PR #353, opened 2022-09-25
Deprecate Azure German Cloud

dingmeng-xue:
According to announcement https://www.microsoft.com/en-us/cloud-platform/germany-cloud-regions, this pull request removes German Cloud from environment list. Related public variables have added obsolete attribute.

* [Your instructions]
The lines above that hold "German" are the result; show every one of them.

* [Answer section]
Deprecate Azure German Cloud
According to announcement https://www.microsoft.com/en-us/cloud-platform/germany-cloud-regions, this pull request removes German Cloud from environment list. Related public variables have added obsolete attribute.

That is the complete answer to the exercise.